Si trabajamos con micrófonos de corbata o diadema, deberemos simular el grito, pero ahogando la voz para que no se vea tantas veces amplificado. Con un poco de práctico, la gente tendrá la impresión de que chillamos de verdad, pero no tendrá que taparse los oídos.

Y, ya que hablamos de taparse los oídos, otro error frecuente es el de poner el *volumen excesivamente alto*.
No hay nada más triste que ver a los espectadores de las primeras filas con las orejas tapadas.
La clave está en conseguir que todos los espectadores oigan bien, pero ello no debe facultarnos para “torturar” a los de las primeras filas.
Con frecuencia se resuelve colocando más de un línea de altavoces, con lo que podremos bajar el volumen manteniendo una calidad sonora mejor en toda la sala.
 
Me voy a permitir añadir uno más, aunque casi anecdótico. Y es el de *golpear repetidamente el micrófono abierto para comprobar si funciona*. Además de no aportar más que ruido desagradable al espectador, estropea los altavoces, pues se les somete a una potencia desmedida que puede dañar sus membrana. Es preferible empezar a hablar antes que golpear el micrófono, con su efecto desagradable

----------


## Pulgas

Y, ahora, un alto en el camino para poner una nota de magia.
Con los micrófonos, cómo no, también se puede hacer magia.
Y, si no, que se lo pregunten a Gaetan Bloom.
Aquí dejo una muestra (Ya, ya sé que se ha colgado varias veces en el foro, es sólo para poner un ejemplo).


 
También tenemos algunos productos que pueden servirnos para crear gags, etc.
Sólo como ejemplo:



Micrófono de Goma Espuma - Pete Heylands y Goshman
http://www.tiendamagia.com/gosh-micr...an-p-1282.html

----------


## Fred_Denver

Hola
Tengo 2 micros de la casa Senheisser.
Uno es de solapa y el otro de diadema. Como estético prefiero el de solapa, pero en mi caso tiene el inconveniente que existe mucho acople con los altavoces, problema que no he sabido solucionar. Debido a ello adquirí el de diadema. Es de justícia reconocer que va perfectamente pero esteticamente no me gusta nada. Así que acepto consejos ideas etc. para poder utilizar el de solapa.
Saludos
Fred

----------


## Nadir

Si tienes problemas de acoplamientos deberías probar con micrófonos de solapa que sean direccionales (cardioides o preferiblemente hipercardiodes. Es posible que tu micro de solapa sea omnidireccional) a ser posible dinámicos (los de condensador tienen mucha sensibilidad y recogen más el sonido lejano). De todas formas, en España la cultura de acondicionamiento acústico de recintos es nula, y la acústica de las salas suele ser horrible (salvo alguna rara excepción), y el reverb existente hace que muchos micros se acoplen. También puede suceder que tengas amplis o monitores malos que generen ruido tipo humming y sea éste el que se acople, bien a través del micro, bien a través del cableado (si es que no son micros inalámbricos), en caso de que el cable no sea balanceado y sea de mala calidad. Asegúrate de que tus cables son de calidad, usa el menor metraje posible de cable y si puedes, usa balanceados (XLR) en vez de cables con toma JACK.

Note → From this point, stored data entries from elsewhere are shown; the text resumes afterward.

PR #4080, opened 2026-09-12
feat(orval): support JSON5 package manifests

### LINKED ISSUE #4071: Support JSON5 for output.packageJson
### Description

Orval's output.packageJson configuration currently appears to expect a standard JSON package.json file.

This makes it difficult to use Orval in projects where the package manifest is authored as JSON5, for example with comments, trailing commas, or other JSON5 syntax.

### Current behavior

output.packageJson expects the package manifest to be valid JSON. JSON5 syntax, such as unquoted property names, single-quoted strings, comments, and trailing commas, is not supported.

As a result, projects using a JSON5 package.json cannot use output.packageJson directly.

### Proposed behavior

output.packageJson should support package manifests written using JSON5 syntax in addition to standard JSON.

When the configured package manifest contains valid JSON5, Orval should parse it successfully and use its contents in the same way as a standard JSON package manifest.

(Imagino que las medidas básicas las tienes en cuenta, como alejarte de los altavoces y no ponerte delante ni justo  detrás de ellos, para evitar los lóbulos frontal y trasero de emisión)

----------


## Nadir

Pulgas, hay algúnos micros decentes con precios menores que los que comentas. Además,en realidad no sé hasta que punto merece la pena un micro de alta calidad para un escanario, teniendo en cuenta que la mayoría de las veces su calidad no se va a apreciar al verse degradada por los previos (son tan importantes para la calidad como el propio micro. Si a alguien le interesa, sobre todo para estudio recomiendo los BG de DAV por la relación calidad precio), los amplis y los monitores mediocres que normalmente se usan.

Por algo menos de 300 eur tienes la gama WL de Shure, con algún supercardioide de buen sonido, y creo que AKG tenía algo digno en esa gama de precios.

----------


## lossar

Fernando, aunque ya te lo comente en la cena del encuentro de magos infantiles, ahora que ya puedo escribir, voy a hacer publica mi opinion a este respecto por ser contraria a la tuya y por si sirve de elemento de debate.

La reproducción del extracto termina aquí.